No, the ASV sequences have names (something based on the MD5 checksum), with the actual sequence recorded as observation metadata (see Observation Metadata Categories: Sequence in the snippet of output from biom summarize-table shared above).

So the problem is that while I can import the BIOM file as FeatureTable[Frequency] this ignores the sequence information in the BIOM file.

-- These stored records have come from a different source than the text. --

Issue #1435, opened 2015-01-07
Visually distinguish deprecated modules based on x_deprecated field


haarg:
In #toolchain, there has been discussion of establishing x_deprecated as a field to indicate deprecated modules.  In the future, this could be used in search ranking.  Initially though, it would be good to add a visual indicator of this somewhere when viewing modules.

oalders:
+1

oalders:
I saw some discussion about this being a boolean field for the dist.  Is there any plan for deprecating just one module within a distribution or is that not a common enough use case?

haarg:
@dagolden suggested handling per-module deprecations via x_deprecated fields in the provides hash.  I think this is a sensible solution.

oalders:
Once people start using this, could someone update this ticket with a couple of example dists that we can work from?

oalders:
https://metacpan.org/release/POEx-Role-PSGIServer

karenetheridge:
http://grep.cpan.me/?q=x_deprecated

https://metacpan.org/release/ETHER/Directory-Scratch-0.18
https://metacpan.org/release/ETHER/Any-Moose-0.26
https://metacpan.org/release/JLUIS/MetaCPAN-API-Tiny-1.150270
https://metacpan.org/release/BARBIE/Test-YAML-Meta-0.22

karenetheridge:
>  Is there any plan for deprecating just one module within a distribution or is that not a common enough use case?

Yes, I've got this feature written for Dist::Zilla::Plugin::Deprecated, and will release it as soon as the necessary change to CPAN::Meta::Merge is released (likely at/by Berlin).

karenetheridge:
@oalders these distributions now have individual modules marked as deprecated (vs. the entire distribution):

https://metacpan.org/release/Dist-Zilla-Plugin-Test-EOL

oalders:
@karenetheridge I don't see x_deprecated in https://metacpan.org/source/ETHER/Dist-Zilla-Plugin-Test-EOL-0.17/META.json  Am I looking at the wrong release?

I can make a matching FASTA file, and am exploring using Qiime by importing that as FeatureData[Sequence]. It just seems like it would be more elegant if I could import the sequences as part of importing this annotated BIOM file.

colinvwood · March 4, 2024, 11:18pm

Hello @peterjc,

I see. That's a cool idea, you could open a GitHub issue if interested. Let us know if you're still having trouble after importing the sequences.

peterjc · March 6, 2024, 9:46am

Issue filed as FEAT: Importing sequence data from BIOM files · Issue #315 · qiime2/q2-types · GitHub

I was able to use the FASTA to FeatureData[Sequence] and BIOM to FeatureTable[Frequency] import route successfully, thank you.

system · April 6, 2024, 3:47pm

This topic was automatically closed 31 days after the last reply. New replies are no longer allowed.